What you will do: Everything in the data below is left aside except the lines from the one containing "PR #794, opened 2022-11-04" through the one containing "-4,6 +4,7 @@ import 'angular/externalsync/controllers';"; repeat those exactly.

◆ ◆ ◆ ◆

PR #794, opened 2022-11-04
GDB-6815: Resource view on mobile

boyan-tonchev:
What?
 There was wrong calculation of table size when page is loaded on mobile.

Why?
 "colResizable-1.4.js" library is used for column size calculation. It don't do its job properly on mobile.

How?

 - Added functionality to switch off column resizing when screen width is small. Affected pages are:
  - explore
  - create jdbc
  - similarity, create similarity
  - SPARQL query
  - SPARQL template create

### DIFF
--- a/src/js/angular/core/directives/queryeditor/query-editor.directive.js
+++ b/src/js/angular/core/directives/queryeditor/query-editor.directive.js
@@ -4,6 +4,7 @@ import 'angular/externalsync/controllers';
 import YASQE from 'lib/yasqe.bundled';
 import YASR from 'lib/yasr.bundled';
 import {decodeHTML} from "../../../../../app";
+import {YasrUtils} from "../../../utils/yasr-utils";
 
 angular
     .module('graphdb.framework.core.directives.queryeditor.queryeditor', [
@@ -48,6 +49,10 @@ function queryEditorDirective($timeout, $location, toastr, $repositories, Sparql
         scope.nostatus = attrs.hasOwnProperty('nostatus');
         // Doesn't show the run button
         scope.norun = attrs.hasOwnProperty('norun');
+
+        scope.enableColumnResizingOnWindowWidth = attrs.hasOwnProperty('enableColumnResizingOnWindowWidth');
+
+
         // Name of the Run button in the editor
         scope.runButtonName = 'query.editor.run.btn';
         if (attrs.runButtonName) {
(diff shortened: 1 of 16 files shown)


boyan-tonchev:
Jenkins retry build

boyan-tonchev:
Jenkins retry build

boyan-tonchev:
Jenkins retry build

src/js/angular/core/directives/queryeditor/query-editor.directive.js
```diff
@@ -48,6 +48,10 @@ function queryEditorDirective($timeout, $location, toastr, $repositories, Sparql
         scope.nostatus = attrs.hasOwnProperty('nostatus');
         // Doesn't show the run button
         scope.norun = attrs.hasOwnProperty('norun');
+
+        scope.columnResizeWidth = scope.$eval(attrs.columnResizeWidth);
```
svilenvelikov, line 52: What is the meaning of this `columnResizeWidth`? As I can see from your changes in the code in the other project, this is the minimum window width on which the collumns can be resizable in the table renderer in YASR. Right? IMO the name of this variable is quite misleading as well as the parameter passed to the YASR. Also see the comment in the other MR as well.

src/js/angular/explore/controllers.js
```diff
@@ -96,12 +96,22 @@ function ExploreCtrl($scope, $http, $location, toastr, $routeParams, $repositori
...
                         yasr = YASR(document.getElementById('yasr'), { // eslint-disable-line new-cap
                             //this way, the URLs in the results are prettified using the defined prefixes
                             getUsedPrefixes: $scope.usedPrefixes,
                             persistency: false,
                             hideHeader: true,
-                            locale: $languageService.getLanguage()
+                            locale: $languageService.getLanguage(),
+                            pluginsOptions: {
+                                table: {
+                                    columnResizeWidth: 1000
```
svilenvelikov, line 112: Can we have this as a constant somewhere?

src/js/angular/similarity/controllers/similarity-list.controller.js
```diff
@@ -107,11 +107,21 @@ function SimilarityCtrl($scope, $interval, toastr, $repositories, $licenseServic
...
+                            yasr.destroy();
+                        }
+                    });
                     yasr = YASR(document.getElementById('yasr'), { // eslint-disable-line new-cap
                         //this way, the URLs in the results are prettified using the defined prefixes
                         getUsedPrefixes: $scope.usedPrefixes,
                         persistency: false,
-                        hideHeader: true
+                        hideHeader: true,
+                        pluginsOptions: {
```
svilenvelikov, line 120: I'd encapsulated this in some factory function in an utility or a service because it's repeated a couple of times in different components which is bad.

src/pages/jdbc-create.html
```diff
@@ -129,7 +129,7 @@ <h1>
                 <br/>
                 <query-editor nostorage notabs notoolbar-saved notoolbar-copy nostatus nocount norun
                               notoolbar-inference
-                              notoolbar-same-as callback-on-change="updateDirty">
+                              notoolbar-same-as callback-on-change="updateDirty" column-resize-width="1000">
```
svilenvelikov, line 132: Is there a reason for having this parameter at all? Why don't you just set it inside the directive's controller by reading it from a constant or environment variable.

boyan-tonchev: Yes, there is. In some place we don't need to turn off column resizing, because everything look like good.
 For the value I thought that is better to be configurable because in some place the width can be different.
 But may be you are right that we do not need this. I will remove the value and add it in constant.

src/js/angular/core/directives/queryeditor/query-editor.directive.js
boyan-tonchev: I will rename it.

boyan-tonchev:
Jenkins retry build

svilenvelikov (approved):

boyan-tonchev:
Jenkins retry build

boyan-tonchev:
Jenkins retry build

◆ ◆ ◆ ◆

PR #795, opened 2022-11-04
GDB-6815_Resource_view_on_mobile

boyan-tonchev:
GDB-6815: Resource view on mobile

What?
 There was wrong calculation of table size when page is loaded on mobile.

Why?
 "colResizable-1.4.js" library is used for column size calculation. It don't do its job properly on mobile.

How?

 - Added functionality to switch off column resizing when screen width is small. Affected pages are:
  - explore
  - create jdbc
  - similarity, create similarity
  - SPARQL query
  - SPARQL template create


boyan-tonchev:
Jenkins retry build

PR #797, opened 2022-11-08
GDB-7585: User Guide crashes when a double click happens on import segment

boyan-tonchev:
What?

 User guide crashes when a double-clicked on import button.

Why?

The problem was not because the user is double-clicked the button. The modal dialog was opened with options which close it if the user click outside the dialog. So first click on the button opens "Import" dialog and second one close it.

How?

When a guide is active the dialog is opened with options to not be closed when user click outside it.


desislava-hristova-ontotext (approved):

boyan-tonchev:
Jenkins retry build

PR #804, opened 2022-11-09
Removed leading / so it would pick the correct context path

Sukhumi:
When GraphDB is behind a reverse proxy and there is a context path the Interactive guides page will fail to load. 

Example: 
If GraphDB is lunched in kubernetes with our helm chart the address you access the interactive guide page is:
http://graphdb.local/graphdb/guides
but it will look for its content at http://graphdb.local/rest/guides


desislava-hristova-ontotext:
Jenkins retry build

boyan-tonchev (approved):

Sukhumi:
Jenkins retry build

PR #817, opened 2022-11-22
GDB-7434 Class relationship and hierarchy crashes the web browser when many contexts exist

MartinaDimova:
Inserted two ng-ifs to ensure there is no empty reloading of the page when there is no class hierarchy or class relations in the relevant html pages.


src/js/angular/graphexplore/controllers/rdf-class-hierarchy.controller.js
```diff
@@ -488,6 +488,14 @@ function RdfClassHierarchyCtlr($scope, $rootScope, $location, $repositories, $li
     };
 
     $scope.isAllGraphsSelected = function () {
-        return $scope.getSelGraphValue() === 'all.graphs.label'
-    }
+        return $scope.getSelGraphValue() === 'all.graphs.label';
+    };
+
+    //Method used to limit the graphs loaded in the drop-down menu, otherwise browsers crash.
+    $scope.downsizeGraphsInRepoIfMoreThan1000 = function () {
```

◆ ◆ ◆ ◆

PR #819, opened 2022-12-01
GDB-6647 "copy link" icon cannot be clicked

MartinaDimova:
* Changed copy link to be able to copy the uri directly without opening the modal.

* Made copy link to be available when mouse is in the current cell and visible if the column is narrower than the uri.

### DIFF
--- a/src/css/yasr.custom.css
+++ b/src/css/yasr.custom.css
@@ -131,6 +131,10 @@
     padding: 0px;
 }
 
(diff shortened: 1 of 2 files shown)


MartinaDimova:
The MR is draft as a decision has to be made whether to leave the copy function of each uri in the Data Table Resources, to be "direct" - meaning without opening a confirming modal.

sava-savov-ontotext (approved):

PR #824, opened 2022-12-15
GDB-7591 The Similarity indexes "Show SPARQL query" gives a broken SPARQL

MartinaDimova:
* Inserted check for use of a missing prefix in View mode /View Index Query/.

◆ ◆ ◆ ◆

Written solution:
PR #794, opened 2022-11-04
GDB-6815: Resource view on mobile

boyan-tonchev:
What?
 There was wrong calculation of table size when page is loaded on mobile.

Why?
 "colResizable-1.4.js" library is used for column size calculation. It don't do its job properly on mobile.

How?

 - Added functionality to switch off column resizing when screen width is small. Affected pages are:
  - explore
  - create jdbc
  - similarity, create similarity
  - SPARQL query
  - SPARQL template create

### DIFF
--- a/src/js/angular/core/directives/queryeditor/query-editor.directive.js
+++ b/src/js/angular/core/directives/queryeditor/query-editor.directive.js
@@ -4,6 +4,7 @@ import 'angular/externalsync/controllers';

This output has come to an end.